INFORMATION SHOWN:

────────────────────

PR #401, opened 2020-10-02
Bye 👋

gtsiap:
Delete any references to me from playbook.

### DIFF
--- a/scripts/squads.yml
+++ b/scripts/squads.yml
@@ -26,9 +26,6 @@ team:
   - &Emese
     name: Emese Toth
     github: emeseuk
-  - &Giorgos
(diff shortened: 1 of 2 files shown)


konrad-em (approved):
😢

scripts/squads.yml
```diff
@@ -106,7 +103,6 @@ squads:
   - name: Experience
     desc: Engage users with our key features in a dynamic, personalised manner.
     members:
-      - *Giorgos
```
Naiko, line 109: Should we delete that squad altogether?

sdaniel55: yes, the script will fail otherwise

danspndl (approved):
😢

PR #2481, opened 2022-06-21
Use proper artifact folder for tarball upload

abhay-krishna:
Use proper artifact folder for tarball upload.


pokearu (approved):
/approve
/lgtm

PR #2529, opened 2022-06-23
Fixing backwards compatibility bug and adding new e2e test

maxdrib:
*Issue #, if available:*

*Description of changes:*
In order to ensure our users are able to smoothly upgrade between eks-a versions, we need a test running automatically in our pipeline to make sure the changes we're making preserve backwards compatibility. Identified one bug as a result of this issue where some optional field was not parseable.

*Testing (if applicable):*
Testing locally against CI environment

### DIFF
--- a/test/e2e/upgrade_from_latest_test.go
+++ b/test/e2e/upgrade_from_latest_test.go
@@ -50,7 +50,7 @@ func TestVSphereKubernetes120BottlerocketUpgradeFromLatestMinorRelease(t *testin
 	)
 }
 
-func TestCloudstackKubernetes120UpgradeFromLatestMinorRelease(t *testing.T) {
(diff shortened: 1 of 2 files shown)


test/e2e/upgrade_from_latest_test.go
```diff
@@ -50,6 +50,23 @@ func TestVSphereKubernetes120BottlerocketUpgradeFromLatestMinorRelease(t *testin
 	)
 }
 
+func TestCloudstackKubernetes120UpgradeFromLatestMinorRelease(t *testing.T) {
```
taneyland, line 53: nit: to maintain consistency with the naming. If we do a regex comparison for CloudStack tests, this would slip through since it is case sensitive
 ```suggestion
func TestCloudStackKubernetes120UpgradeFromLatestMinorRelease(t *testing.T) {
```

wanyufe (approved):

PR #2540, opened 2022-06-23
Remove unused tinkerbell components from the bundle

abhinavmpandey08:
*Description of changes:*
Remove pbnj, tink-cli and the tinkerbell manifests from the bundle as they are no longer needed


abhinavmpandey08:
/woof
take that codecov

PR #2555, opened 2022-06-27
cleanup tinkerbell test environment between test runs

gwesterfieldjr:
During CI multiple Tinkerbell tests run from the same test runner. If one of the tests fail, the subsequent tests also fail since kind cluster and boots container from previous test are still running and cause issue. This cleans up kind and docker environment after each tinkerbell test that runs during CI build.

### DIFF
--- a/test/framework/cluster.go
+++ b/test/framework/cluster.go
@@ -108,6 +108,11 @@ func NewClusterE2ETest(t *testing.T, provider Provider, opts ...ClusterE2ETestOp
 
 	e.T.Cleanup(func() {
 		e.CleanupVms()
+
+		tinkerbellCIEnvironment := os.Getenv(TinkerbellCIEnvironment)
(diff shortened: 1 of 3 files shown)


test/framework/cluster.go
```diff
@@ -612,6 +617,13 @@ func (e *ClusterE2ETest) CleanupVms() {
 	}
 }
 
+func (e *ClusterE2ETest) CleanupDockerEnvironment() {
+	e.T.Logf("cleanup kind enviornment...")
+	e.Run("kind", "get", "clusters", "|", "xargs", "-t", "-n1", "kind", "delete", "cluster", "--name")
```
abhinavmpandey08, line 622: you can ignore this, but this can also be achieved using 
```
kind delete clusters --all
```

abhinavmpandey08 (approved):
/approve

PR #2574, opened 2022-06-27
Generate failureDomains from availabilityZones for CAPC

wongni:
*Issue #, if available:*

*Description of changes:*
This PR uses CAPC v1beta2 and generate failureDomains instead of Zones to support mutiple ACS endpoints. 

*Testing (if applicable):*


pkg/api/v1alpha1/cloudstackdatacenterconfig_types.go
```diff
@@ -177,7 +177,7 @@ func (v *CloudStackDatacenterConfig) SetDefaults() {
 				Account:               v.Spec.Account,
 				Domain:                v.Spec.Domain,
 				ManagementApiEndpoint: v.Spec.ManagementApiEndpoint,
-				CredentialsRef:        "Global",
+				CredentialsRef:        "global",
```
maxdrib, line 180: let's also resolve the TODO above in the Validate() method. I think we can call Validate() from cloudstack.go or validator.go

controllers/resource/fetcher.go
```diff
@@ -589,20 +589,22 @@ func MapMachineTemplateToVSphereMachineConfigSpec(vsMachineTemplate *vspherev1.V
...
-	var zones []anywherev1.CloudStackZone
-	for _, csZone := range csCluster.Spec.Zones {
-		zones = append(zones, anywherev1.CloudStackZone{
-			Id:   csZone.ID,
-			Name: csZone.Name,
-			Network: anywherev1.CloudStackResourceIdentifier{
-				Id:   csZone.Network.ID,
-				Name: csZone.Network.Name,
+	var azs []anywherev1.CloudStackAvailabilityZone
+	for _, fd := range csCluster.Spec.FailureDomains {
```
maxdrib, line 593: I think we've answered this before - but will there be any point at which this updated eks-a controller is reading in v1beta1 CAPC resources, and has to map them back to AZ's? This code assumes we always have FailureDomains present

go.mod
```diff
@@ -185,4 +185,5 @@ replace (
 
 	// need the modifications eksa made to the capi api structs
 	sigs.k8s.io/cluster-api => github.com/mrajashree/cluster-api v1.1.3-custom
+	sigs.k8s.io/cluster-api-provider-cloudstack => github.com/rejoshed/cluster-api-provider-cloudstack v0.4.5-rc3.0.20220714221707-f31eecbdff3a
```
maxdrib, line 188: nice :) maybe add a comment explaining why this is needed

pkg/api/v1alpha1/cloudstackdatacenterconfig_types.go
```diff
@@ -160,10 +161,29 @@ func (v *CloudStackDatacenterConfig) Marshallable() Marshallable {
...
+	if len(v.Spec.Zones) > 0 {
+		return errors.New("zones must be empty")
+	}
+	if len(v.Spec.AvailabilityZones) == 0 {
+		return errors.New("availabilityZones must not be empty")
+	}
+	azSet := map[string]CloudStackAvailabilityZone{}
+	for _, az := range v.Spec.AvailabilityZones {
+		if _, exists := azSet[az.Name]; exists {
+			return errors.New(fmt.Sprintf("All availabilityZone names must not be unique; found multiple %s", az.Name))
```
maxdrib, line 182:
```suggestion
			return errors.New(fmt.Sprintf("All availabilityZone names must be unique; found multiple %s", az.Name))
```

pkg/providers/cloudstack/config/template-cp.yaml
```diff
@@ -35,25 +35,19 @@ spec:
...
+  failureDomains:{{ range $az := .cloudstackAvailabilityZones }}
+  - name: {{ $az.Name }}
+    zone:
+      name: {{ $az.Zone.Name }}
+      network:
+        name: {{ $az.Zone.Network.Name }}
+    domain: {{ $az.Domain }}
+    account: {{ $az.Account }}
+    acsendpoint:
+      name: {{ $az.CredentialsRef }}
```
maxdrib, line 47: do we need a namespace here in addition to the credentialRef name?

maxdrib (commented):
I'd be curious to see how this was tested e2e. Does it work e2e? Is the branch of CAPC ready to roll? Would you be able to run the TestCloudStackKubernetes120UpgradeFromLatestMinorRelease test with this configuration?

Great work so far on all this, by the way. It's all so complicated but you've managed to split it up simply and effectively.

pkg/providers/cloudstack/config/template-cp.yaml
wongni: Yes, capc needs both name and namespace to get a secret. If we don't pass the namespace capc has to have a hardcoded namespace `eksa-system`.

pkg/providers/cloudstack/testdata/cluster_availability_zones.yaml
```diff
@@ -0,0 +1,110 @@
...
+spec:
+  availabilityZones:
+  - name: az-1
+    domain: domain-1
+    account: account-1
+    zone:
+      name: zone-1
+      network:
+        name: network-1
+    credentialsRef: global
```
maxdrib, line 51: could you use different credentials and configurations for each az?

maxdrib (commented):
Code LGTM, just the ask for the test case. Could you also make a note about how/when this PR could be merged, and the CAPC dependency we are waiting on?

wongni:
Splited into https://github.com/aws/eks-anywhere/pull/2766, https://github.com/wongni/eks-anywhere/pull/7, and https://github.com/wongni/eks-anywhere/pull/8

────────────────────

BRIEF:
Go through the material above, find each line with the string "case", and copy it.

FINISHED TASK:
taneyland, line 53: nit: to maintain consistency with the naming. If we do a regex comparison for CloudStack tests, this would slip through since it is case sensitive
Code LGTM, just the ask for the test case. Could you also make a note about how/when this PR could be merged, and the CAPC dependency we are waiting on?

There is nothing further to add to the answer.